[Exercise details] Where the listing below has a line with "Calling the discovery", write out exactly that line and every line after it, stopping after the line with "Task-launched PowerShell **alive**".

***

PR #97220, opened 2026-08-28
fix(updater): stop Scheduled Task gateways without stopping Task Scheduler

### LINKED ISSUE #97208: [Bug] Windows updater tries to stop Task Scheduler ('Schedule' service) when gateway runs via Scheduled Task — Access denied, update aborts
### Symptom

Desktop Update button fails with `Hermes update did not finish. Update failed (exit 1)`. `desktop-update-handoff.log` shows:

```
→ Fleet: 1 running service(s) across profiles: derek
→ Stopping Windows gateway process(es) before updating Hermes...
RuntimeError: Could not stop Windows gateway service Schedule: [SC] OpenService FAILED 5:
Access is denied.
  ...
  File "hermes_cli\update_cmd.py", line 6023, in _pause_windows_gateways_for_update
    _stop_windows_gateway_service(
  File "hermes_cli\update_cmd.py", line 5689, in _stop_windows_gateway_service
    raise RuntimeError(detail or f"sc.exe stop failed with {result.returncode}")
RuntimeError: [SC] OpenService FAILED 5:
```

The updater attempts `sc.exe stop Schedule` — the **Windows Task Scheduler service** — as if it were a Hermes-owned gateway service.

### Repro (100% deterministic)

1. Windows 11, git install at `C:\Users\<user>\AppData\Local\hermes\hermes-agent`
2. Gateway installed as an autostart **Scheduled Task** (`schtasks /query` shows `\HermesGateway` → `cmd.exe /c hermes-gateway-boot.cmd`, running every minute as the user)
3. Gateway process tree: `python.exe -m hermes_cli.main --profile <p> gateway run --replace`, parent chain terminates at `svchost.exe` hosting the `Schedule` service
4. Click Update in the Desktop app (or run `hermes update`)

Result: `_pause_windows_gateways_for_update` → `find_windows_gateway_services` walks the gateway PID's parent chain, finds PID = Task Scheduler's service PID in the SCM table, classifies the gateway as "service-supervised", and `_stop_windows_gateway_service("Schedule")` fails with OpenService access denied → whole update aborts. Happens on **every** attempt while the task-launched gateway is alive; both the Desktop handoff and the CLI retry hit it.

Related to #96860 (same `_pause_windows_gateways_for_update` preflight; that one dies earlier in `find_windows_gateway_services` on unrelated services in transitional states — BITS `start_pending` here). Both stem from treating "parent chain reaches an SCM service" as "Hermes owns that service."

### Root cause

`find_windows_gateway_services` matches any running SCM service whose PID appears in a gateway process's ancestor chain. A gateway launched by a Scheduled Task has `svchost.exe` (Schedule) as its ultimate ancestor, so Task Scheduler is misidentified as the supervising Hermes service.

### Suggested fix

Require positive Hermes ownership before attempting `sc.exe stop`, e.g.:
- Match the service's binary path / `PathName` against the Hermes install (venv `hermes.exe`, `hermes-gateway-boot.cmd`, or the hermes-agent checkout), and/or
- Only consider services created by Hermes's own service-installer naming (`hermes-gateway*`), and/or
- Exempt the well-known Windows service set (`Schedule`, `BITS`, `Winmgmt`, ...) from ever being classified as gateway supervisors.

A task-launched gateway should be paused by killing its PID (which the updater already knows) and resumed via the task's own next trigger, not by stopping the OS's scheduler.

### Workaround

Disable the Scheduled Task (elevated: `schtasks /change /tn HermesGateway /disable` + `schtasks /end /tn HermesGateway`), run the update, re-enable. Verified working on this machine.

### Environment

- Hermes Agent at `a641644f1` (main) · Windows 11 · Python 3.11.15
- HERMES_HOME `C:\Users\kaize\AppData\Local\hermes`
- Gateway profile `derek` via Scheduled Task `HermesGateway`

fangliquanflq:
## What does this PR do?

Windows updates no longer try to stop the operating system's Task Scheduler service when a Hermes gateway was launched by a Scheduled Task. Service-managed gateways still use SCM pause and resume when the service explicitly declares Hermes ownership in its name.

### Symptom

With a gateway launched by the `HermesGateway` Scheduled Task, `hermes update` can abort after trying `sc.exe stop Schedule`, which fails with `OpenService FAILED 5: Access is denied`.

### Impact

Affected Windows users cannot complete Desktop or CLI updates while the task-launched gateway remains alive.

### Bug Cause

**Trigger:** `hermes_cli/gateway.py:find_windows_gateway_services()` selects the first unique SCM service PID in a validated gateway process's ancestor chain.

**Causal chain:**
1. Windows Task Scheduler launches the gateway process from a Scheduled Task.
2. The gateway ancestor chain reaches the `svchost.exe` process hosting the `Schedule` service.
3. SCM discovery treats that ancestry alone as service ownership and the updater calls `sc.exe stop Schedule`, aborting on access denied.

**Why it is wrong:** Process ancestry proves that a service participated in launching a process, but it does not prove that the service is a Hermes-owned supervisor that the updater may stop.

**Working sibling / contrast:** A genuinely service-managed gateway named `HermesGateway` carries an explicit Hermes ownership signal and remains eligible for SCM pause and resume.

**Ruled out:** PID reuse is not the cause. The existing gateway and service creation-time checks pass in this scenario because both PIDs are live and stable; the missing condition is positive service ownership.

### Fix

Normalize SCM service names and consider only `Hermes` or `HermesGateway*` names as Hermes-owned supervisors. Add a regression test whose validated gateway PID is a descendant of the unique `Schedule` service PID and verify that SCM discovery returns no owned service.

## Related Issue

Closes #97208

## Type of Change

## Changes Made

- `hermes_cli/gateway.py` - require an explicit Hermes service-name ownership signal before mapping an SCM ancestor to a gateway.
- `tests/hermes_cli/test_gateway.py` - cover a task-launched gateway under the Windows `Schedule` service while preserving real and ambiguous Hermes service cases.

## How to Test

1. Launch a Hermes gateway through the `HermesGateway` Scheduled Task on Windows.
2. Run `hermes update` and verify the updater pauses the gateway PID without invoking `sc.exe stop Schedule`.
3. Run the automated regression suites:

```bash
scripts/run_tests.sh tests/hermes_cli/test_gateway.py -q
scripts/run_tests.sh tests/hermes_cli/test_update_concurrent_quarantine.py -q
```

Local result: 62 passed, 5 skipped.

### Code

- [x] I've run the repository test wrapper on the relevant suites and all tests pass
- [x] I've tested the automated regression on Windows 11

- [x] Documentation update is not applicable
- [x] Config example update is not applicable
- [x] Contributor or agent guide update is not applicable
- [x] I've considered cross-platform impact; the ownership filter is Windows-only
- [x] Tool description or schema update is not applicable

## Screenshots / Logs

N/A


Enough1122:

**Overall:** Allowlist fix: Windows gateway detection only kills Hermes-owned SCM services (#97208 sibling to #97226).

**What it does**
- `hermes_cli/gateway.py:_is_hermes_windows_gateway_service` normalizes `name.casefold()` stripped of non-alnum and checks `== "hermes"` or `startswith "hermesgateway"`.
- `find_windows_gateway_services` now `continue`s when service name not in allowlist, so `Schedule` (Task Scheduler svchost) ancestor no longer counted as gateway host. Existing `pid<=0` / `indeterminate status` fail-closed paths unchanged.

**Non-blocking notes**
- Allowlist is strictest correct fix — guarantees only `Hermes`/`HermesGateway*` services are stopped. Verify service naming is stable; if future installer uses `Hermes Gateway` with space, `casefold+isalnum` collapse (`hermesgateway`) still matches.
- Collides with #97226's denylist approach (`_EXEMPT_WINDOWS_SYSTEM_SERVICES`); both solve `Schedule` but diverge on policy. Merging both would prefer allowlist (this PR) as more fail-closed; if both land, one will be redundant. Coordinate with reviewer to pick one strategy before merge.
- Test `test_find_windows_gateway_services_ignores_task_scheduler_ancestor` uses `FakeService.as_dict` vs newer `name()/pid()/status()` API — ensure shim still matches current `win_service_iter` contract.

Minimal and correct; ties to #97226 discussion.

TomSpoct:
**Live confirmation of the root cause and this fix approach**, from a real-world hit on a Windows 11 laptop (2026-08-31):

### Reproduction
Gateway runs under a Windows Scheduled Task (`Hermes_Gateway`). The updater's gateway-pause preflight (`find_windows_gateway_services`, hermes_cli/gateway.py) walks the process tree:

```
python.exe (gateway run, uv cpython)
  → python.exe (venv gateway run)
    → powershell.exe (Hermes_Gateway_Supervised.ps1)
      → wscript.exe (Hermes_Gateway_Watchdog.vbs)
        → svchost.exe (hosts the "Schedule" Task Scheduler service)
          → services.exe → wininit.exe
```

The ancestor walk mapped the sole service on the svchost host — `Schedule` — as the gateway's supervising service, then attempted `sc.exe stop Schedule`:

```
RuntimeError: Could not stop Windows gateway service Schedule:
[SC] OpenService FAILED 5:
Access is denied.
```

Update aborted with exit 1 **before any fetch/pull**, and the desktop re-triggered in a loop (3 attempts in one morning; receipt on file). Both #98439 and #97208 describe exactly this.

### Fix verified live
I applied a local equivalent of this PR's allowlist approach (skip any service that doesn't declare Hermes ownership during enumeration), plus tests, and ran the previously-failing update end-to-end:

- Gateway-pause preflight now returns `[]` for the Scheduled-Task tree — ` Schedule` is never treated as an owner, the existing unmapped/force-kill + respawn path handles it instead.
- Full update completed successfully: gateway respawned on updated code, no `.update-incomplete` markers, no re-trigger after desktop relaunch.
- The real supervisor (the Scheduled Task) is left untouched and the watchdog respawns the gateway correctly.

### Additional edge cases worth covering in tests (both handled by this allowlist)
1. **Shared svchost host**: `Schedule` + `HermesGatewayA` on the same PID — after allowlist filtering only the Hermes service remains, so the shared-host ambiguity check doesn't mis-fire.
2. **Indeterminate service status** (`STOP_PENDING`): a transitional/stopping `Schedule` is skipped by name before the fail-closed indeterminate-status check can abort the update.

One note on the existing test shim: `test_find_windows_gateway_services_ignores_task_scheduler_ancestor` uses `FakeService.as_dict()`, while newer tests in the file use the `name()/pid()/status()` accessor API — worth aligning to the accessor pattern so it matches the current `win_service_iter` contract (as the automated review flagged).

Verified against all 3 scenarios: 8/8 `find_windows_gateway_services` tests and 47 update-path tests passed. This approach (allowlist, more fail-closed) is the right one to land IMO. Happy to contribute the edge-case tests above as a follow-up commit if useful.

fangliquanflq:
Thanks for the live verification and the concrete edge cases. I updated the PR on top of current `main` and incorporated the actionable points:

- Non-Hermes service names are now rejected before their status or PID is queried, so an inaccessible or transitional `Schedule` service cannot abort SCM discovery.
- Added coverage for a transitional `Schedule` ancestor and for `Schedule` sharing a host PID with `HermesGatewayA`; only the Hermes-owned service remains eligible.
- Preserved the fail-closed behavior added on `main`: a transitional `HermesGateway` ancestor still aborts discovery, and two Hermes-owned services on one host PID remain ambiguous.
- Kept both supported psutil service shapes. Existing `as_dict()` coverage remains intentional, while the shared-host and inaccessible-detail tests exercise the current `name()` / `status()` / `pid()` accessor API.

The earlier reference to #97226 does not represent a competing denylist implementation: that PR currently concerns delegation worktree anchoring and is unrelated to Windows SCM discovery.

Validation on commit `bf3405c5712f89cdded9f01d6d8aed2bc283201f`:
- `scripts/run_tests.sh tests/hermes_cli/test_gateway.py -q` — 37 passed, 5 skipped
- `scripts/run_tests.sh tests/hermes_cli/test_update_concurrent_quarantine.py -q` — 29 passed
- Independent scan-only review — perfect, no findings

Entmarketingteam:
Independent reproduction of this bug on a second machine, in case it helps prioritize. Hit it today in the wild (not synthetically) on Windows 11 26200, Hermes v0.20.6, non-elevated PowerShell:

```
RuntimeError: Could not stop Windows gateway service Schedule: [SC] OpenService FAILED 5:

Access is denied.
```

raised from `_pause_windows_gateways_for_update()` → `_stop_windows_gateway_service("Schedule")`, aborting the update **before the fetch**, exactly as described here.

### Confirming the causal chain on this host

The gateway is started by a Scheduled Task whose action is a PowerShell script that runs the gateway through a secrets-manager wrapper, so the live ancestry at failure time was:

```
hermes.exe gateway run
  └─ <secrets wrapper>.exe          (stays alive)
      └─ powershell.exe             (the Scheduled Task action — stays alive, because it invoked the
                                     wrapper synchronously rather than spawning it)
          └─ svchost.exe            (host of the Schedule service)
```

The single-service condition in `find_windows_gateway_services()` is satisfied here because the Task Scheduler host is not shared:

```
Schedule svchost pid 3168 hosts running services: ['Schedule']
```

That looks like ordinary svchost service splitting on machines above the split threshold rather than anything unusual about this box, which suggests the "exactly one service" branch is the common case for `Schedule` on modern Windows, not an edge case.

### Direct before/after probe

Calling the discovery function against the live gateway PID, same machine, minutes apart:

* Task-launched PowerShell **alive** → the ancestor walk reaches the `Schedule` svchost and it is selected as the supervising service → `sc.exe stop Schedule` → access denied.
* Task-launched PowerShell **exited** (ancestry then terminates at the wrapper process, whose own parent is dead) → `find_windows_gateway_services()` returns `[]` and `hermes update` completes normally, exit 0.

So ancestry alone is doing all the work in the current selection logic, which matches the "process ancestry proves a service participated in launching, not that it supervises" framing in this PR.

### Impact note

While a task-launched gateway is alive there is no non-elevated path through the updater at all — it fails at the same point every time, before fetching. The only workaround is to stop the gateway and disable the launching task first, which is not discoverable from the error message.

### On the two open PRs

Noting that #99361 targets the same bug with a `service_name.casefold() == "schedule"` skip. From this repro I'd favor the allowlist approach in this PR: the failure mode is "an ancestor svchost that *launched* the process is treated as its supervisor", and `Schedule` is only the most common instance of that class, so a name-specific skip leaves the general case open. Requiring the service name to declare Hermes ownership also lines up with the names the installer actually registers (`hermes-gateway` / `Hermes_Gateway`).

Happy to run a patched build against the real Scheduled-Task setup here if a Windows confirmation on the fix would be useful.

fangliquanflq:
Thanks for the independent reproduction and the before/after ancestry probe. I checked the current head (`bf3405c5712f89cdded9f01d6d8aed2bc283201f`), and this report does not require another code change:

- SCM discovery rejects every non-Hermes service name before reading its status or PID, so `Schedule` cannot be selected or passed to `sc.exe stop`.
- The normalization already accepts the reported `hermes-gateway` and `Hermes_Gateway` naming forms.
- Regression coverage includes a running `Schedule`-only ancestor, a transitional `Schedule`, and a shared `Schedule`/`HermesGatewayA` host while retaining fail-closed behavior for ambiguous or transitional Hermes-owned services.
- #99361 applies a narrower `Schedule`-specific exclusion; this PR addresses the broader ownership class demonstrated by your report.

I reran the relevant suites with the repository wrapper:
- `scripts/run_tests.sh tests/hermes_cli/test_gateway.py -q` — 37 passed, 5 skipped
- `scripts/run_tests.sh tests/hermes_cli/test_update_concurrent_quarantine.py -q` — 29 passed

A previous contributor has also live-verified an equivalent allowlist against a Scheduled-Task gateway end to end, so an additional patched run would be useful corroboration but is not required to address this report. Thanks for offering it.

Finalthief:
Third data point, on an axis not yet covered in this thread: **Windows 11 ARM64** (Snapdragon X, build 26200), Hermes **v0.21.0** at `c56f8cdd48`.

To be clear about what this is and isn't: not a fresh reproduction — the two reports above already cover the `sc.exe stop Schedule` / `OpenService FAILED 5` path better than I could restate it. What I can add is that this install has been carrying an out-of-tree patch for this exact bug, and that current `main` still has no guard. `find_windows_gateway_services` walks `gateway_process.parents()` and maps any running SCM service PID onto the gateway, so a Scheduled-Task-launched gateway still resolves `Schedule` as its owner at that commit.

One environment shape that may be worth keeping in the test matrix — two profiles, only one of them task-launched:

- `default` → Scheduled Task → ancestry reaches the `Schedule` svchost (the affected path)
- second profile → Startup-folder `.vbs` → no SCM ancestor at all

So a single install can have one gateway that hits this and one that never does, which makes it easy to see a partial failure and conclude the updater "mostly works."

On the fix itself: we had independently converged on a narrower denylist (skip service names in `{"schedule"}`). Having now read this PR, the allowlist here is strictly better and I'd rather see this one land than what we had. A denylist only ever covers the broker you already found, whereas requiring positive `Hermes`/`HermesGateway*` ownership also rejects any other service that can legitimately appear in an ancestor chain. Rejecting non-Hermes names *before* reading status or PID also closes the transitional-state path that our version left open — our guard ran after the status check, so an inaccessible or `stop_pending` `Schedule` could still abort discovery.

Happy to drop the local patch once this merges.

teknium1:
Thanks @fangliquanflq — this landed on `main` via #115680 (44945d224c): your commit(s) were cherry-picked with authorship intact. The Windows half was proven red→green on a real windows-latest runner (receipts in #115680's body). Closing this one in favour of the merged PR.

***

[Solved exercise]
Calling the discovery function against the live gateway PID, same machine, minutes apart:

* Task-launched PowerShell **alive** → the ancestor walk reaches the `Schedule` svchost and it is selected as the supervising service → `sc.exe stop Schedule` → access denied.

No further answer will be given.